> _Task item_:
Which of the lines below holds the string "text"? Copy every line that does.

Material to process START

PR #387, opened 2026-01-26
feat: Add occupancy viewer widget for displaying SLAM map with robot pose and path

bocho0600:
- Adding web widget for slam map , nav2 planned path and robot position.
image


software/web_ui/src/lib/widgets/occupancyView.svelte
```diff
@@ -0,0 +1,311 @@
...
+					description: 'Marker size (base scale in pixels)',
+					value: 2
+				}
+			},
+			path: {
+				topic: { type: 'string', value: '/plan' },
+				messageType: { type: 'string', value: 'nav_msgs/msg/Path' }
+			}
+		}
+	});
```
OMEN44: Do u have any typescript extensions in vs code? There are type errors from using "string" instead of "text"

OMEN44 (changes requested):
There are several other type errors that you should fix. I would recommend this VS code plugin: 
`svelte.svelte-vscode`

I will add this to the list of recommended plugins for the project in a future PR.

PR #389, opened 2026-01-29
chore: Update `nix-direnv` version

RandomSpaceship:


.envrc
```diff
@@ -1,7 +1,7 @@
 #! /usr/bin/env bash
 # use nix direnv to make evaluation faster
-if ! has nix_direnv_version || ! nix_direnv_version 3.0.5; then
-  source_url "https://raw.githubusercontent.com/nix-community/nix-direnv/3.0.5/direnvrc" "sha256-RuwIS+QKFj/T9M2TFXScjBsLR6V3A17YVoEW/Q6AZ1w=" &>/dev/null
+if ! has nix_direnv_version || ! nix_direnv_version 3.0.7; then
+  source_url "https://raw.githubusercontent.com/nix-community/nix-direnv/3.0.7/direnvrc" "sha256-RYcUJaRMf8oF5LznDrlCXbkOQrywm0HDv1VjYGaJGdM=" &>/dev/null
```
DingoOz: I think the 3.0.7 readme has a the wrong hash in it.  Looks like there was a commit to 3.0.7 tag after the Readme was commited that updated the fetchurl checksum: [](https://github.com/nix-community/nix-direnv/commit/70e5334  )

The correct hash is "sha256-bn8WANE5a91RusFmRI7kS751ApelG02nMcwRekC/qzc="

Given most of us already have nix-direnv installed, the source_url line doesn't execute so testing will succeed. It goes straight to using the flake so the hash doesn't get checked but fresh installs will fail the hash check:

```
dingo@ml-server:~/perseus-v2$ direnv fetchurl "https://raw.githubusercontent.com/nix-community/nix-direnv/3.0.7/direnvrc" "sha256-RYcUJaRMf8oF5LznDrlCXbkOQrywm0HDv1VjYGaJGdM="  
direnv: error hash mismatch. Expected 'sha256-RYcUJaRMf8oF5LznDrlCXbkOQrywm0HDv1VjYGaJGdM=' but got 'sha256-bn8WANE5a91RusFmRI7kS751ApelG02nMcwRekC/qzc='
```

DingoOz (changes requested):

PR #391, opened 2026-02-03
Flake Update

BrockoliniMorgan:
Summary of changes:
- Updated flake inputs
- Packaged freeimage from source, because it has been abandoned and is no longer in nixpkgs
- Linked libjpeg to freeimage statically so the patches can take effect and not mess with other packages
 - Gz-sim-vendor tries to link freeimage, but it links to a different version of libjpeg in the environment, causing the libjpeg patches to not matter
 - Libjpeg is a dependency for *many* packages, so we can't just override it at the base without building hundreds of packages from source
- Updated home manager to 25.11, and locked the flake input to be the same version as our nixpkgs input
 - Updated all the config files to be the updated options for 25.11
- Updated all CMake minimum version requirements to 3.10 so we don't get a warning that below 3.10 is deprecated
- Updated colcon packages with pyproject and setuptool
- Removed outdated patches like librealsense, rplidar, jointstatepublisher, rosbridge-library, gst-plugins-rs
- Added patches for gz-vendors because the ament-cmake-vendor-package-wrapped in nix-ros-overlay has changed versions for some packages (the vendored packages that are exposed to the vendors), but the vendors still search for the previous version, so they don't find the package
- Added XTensor and XTL versions for nav2-mppi-controller. The ones in nixpkgs are the unstable versions, but nav2-mppi-controller needs the stable versions
- Updated the PATCHES.md file with a proper description of each patch I've made
- Updated our hardware plugins. One of the previous functions used was deprecated, so the variable type needed to change to a struct that contains the variable we used previously
- Updated the formatter and typo checker - All the changes to our .md files are because of this.
 - Added an ignore word for 'ROS' to the typo checker - the new version is case insensitive so ros -> ROS was picking up ROS and trying to correct it to ROS

### DIFF
--- a/software/home-manager/cli-programs/git.nix
+++ b/software/home-manager/cli-programs/git.nix
@@ -2,19 +2,7 @@
 {
   programs.git = {
     enable = true;
-    delta = {
-      enable = true;
-      options = {
-        # https://dandavison.github.io/delta/hyperlinks.html
-        hyperlinks = true;
-        hyperlinks-file-link-format = "vscode://file/{path}:{line}";
-        navigate = true;
-        side-by-side = true;
-        line-numbers = true;
-        true-color = "always";
-      };
-    };
-    extraConfig = {
+    settings = {
       diff = {
         color-moved = "default";
       };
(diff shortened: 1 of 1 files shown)


UltraFishy (approved):
Good work Brock!

RandomSpaceship:
Aside from the `typos.toml` (adding the ROS ignore regex completely disables the correction) it looks good. Happy for it to be merged and fix that later.

BrockMorgan88:
> Aside from the `typos.toml` (adding the ROS ignore regex completely disables the correction) it looks good. Happy for it to be merged and fix that later.

Looks like it works when testing
image

PR #393, opened 2026-02-09
Added Unifi config

dbreth:
- Added the unifi config to ./software/network/
- It contains the static IP's of:
  - PoE Switch
  - U7 Long range
  - U7 Antenna
  - Livox Lidar

- It has the proper configuration for the U7 Long Range to only connect to the U7 Antenna.
- The DHCP range has changed to .50 to .254 to make sure there is no IP collisions with set static IPs


DingoOz (changes requested):
Great work, this is really needed. To help avoid the CI erros, can .unifi file ideally have a .gitattributes entry marking it as binary (*.unifi binary) to prevent git from attempting text diffs/merge on it.

Also should we list the static IP addressed devices and their IPv4 addresses in a small readme or other form of documentation?

PR #394, opened 2026-02-10
Feat/web UI/save videos

BrockoliniMorgan:
I added a setting to the camera widget to allow for saving video. It works by splitting the gstreamer pipeline in two - one part goes to the webui, the other goes to the file. It also has some queues so the splitter doesn't slow down the other side, with writing to the file taking too long, so the webui can't get another frame etc.
You can test it out on your laptop webcam. It saves an avi file, which can be played using vlc. Currently, it only saves to the device which is running the camera,which can then be copied onto a usb when needed. I've tested on the Jetson and on my laptop.


UltraFishy (approved):
Apart from the jpeg encoding, I like it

Material to process END

> _Task answer_:
OMEN44: Do u have any typescript extensions in vs code? There are type errors from using "string" instead of "text"
Great work, this is really needed. To help avoid the CI erros, can .unifi file ideally have a .gitattributes entry marking it as binary (*.unifi binary) to prevent git from attempting text diffs/merge on it.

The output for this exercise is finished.